Goldman noted that Gulf exports had recovered to more than 80% of their pre-war levels in the two weeks following a memorandum of understanding between the U.S. and Iran. That recovery, however, was short-lived: following the renewed tanker attacks in the strait, exports fell again to below 50% of pre-war levels, amounting to roughly 11 million barrels per day.
The bank's strategists, led by Yulia Zhestkova Grigsby, estimate the market is now short 13.4 million barrels per day of Persian Gulf flows compared with the pre-war baseline. They cautioned that absent near-term de-escalation, such a loss "would likely require greater demand destruction and renewed inventory draws."
Goldman also warned that published flow data may understate the severity of the disruption. Some tankers are known to transit the strait with transponders switched off and only signal again once they are clear, which can mask true volumes. The bank has already revised mid-June Gulf export estimates upward by 1.1 million barrels per day, or 10%, from a month earlier as a result of these adjustments.
Strategists flagged geopolitical escalation as the principal threat to a sustained recovery in Gulf flows, singling out the prospect of further attacks on tankers and energy infrastructure. Drawing on the April U.S. blockade as a precedent, the bank estimated that a newly reinstated blockade of Iranian ports and coastal areas could cut Iranian exports by 1.5-2 million barrels per day.
Production dynamics across the region also play a role in how quickly flows can normalize. Saudi Arabia and the United Arab Emirates, which possess the largest tanker capacity and the highest-quality fields in the Gulf, accounted for most of the early-June rebound in outbound volumes. At the same time, Goldman said other crude production losses relative to February levels may still total around 9 million barrels per day.
On the demand side, Goldman observed that China's crude imports "may have bottomed" after a year-over-year drop of 5 million barrels per day in June, even as imports elsewhere in Asia returned to seasonal norms. The strategists do not see an immediate need for a surge in Chinese purchases because of elevated national stockpiles of 1.9 billion barrels, equivalent to 117 days of demand. Still, they expect imports from China to rise if Middle Eastern producers continue to cut official selling prices for July and August.
Looking to prices, Goldman maintained its long-run Brent forecasts of $80 per barrel for the fourth quarter of 2026 and $75 for 2027, but emphasized that risks in the near term are skewed to the upside. The bank said Brent could climb above $110 per barrel in the fourth quarter if the Gulf export recovery remains stalled. Conversely, prices could decline into the $60s by year-end if production exceeds expectations and demand recovers more slowly than currently assumed.
Context for markets and logistics
The developments underline the sensitivity of global oil balances to disruptions in a narrow maritime chokepoint and the ways in which tanker movements and reporting practices can obscure real-time flows.
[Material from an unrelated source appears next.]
PR #11850, opened 2026-06-25
feat(querybuilder): type untyped value fields in v5 openapi schema

therealpandey:
## Summary

Makes the query-builder v5 OpenAPI schema generator-friendly so the generated backend spec (`docs/api/openapi.yml`) and the orval frontend client carry the real wire contract instead of `{}` / `unknown`. **Go field types are unchanged (`any` stays `any`) — this only shapes the generated schema**, so runtime decode paths and the wire format are untouched.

For shipping, refining and energy market participants, the combination of physical flow shortfalls, inventory dynamics and price uncertainty increases operational and commercial risk in the near term.
Goldman’s analysis ties observed shipping behavior, production capacity shifts and Chinese inventory levels together to quantify how much market tightening is currently being driven by the Strait of Hormuz disruptions. The firm’s scenario-based guidance points to a wide potential range for Brent depending on how flows and demand evolve over the coming months.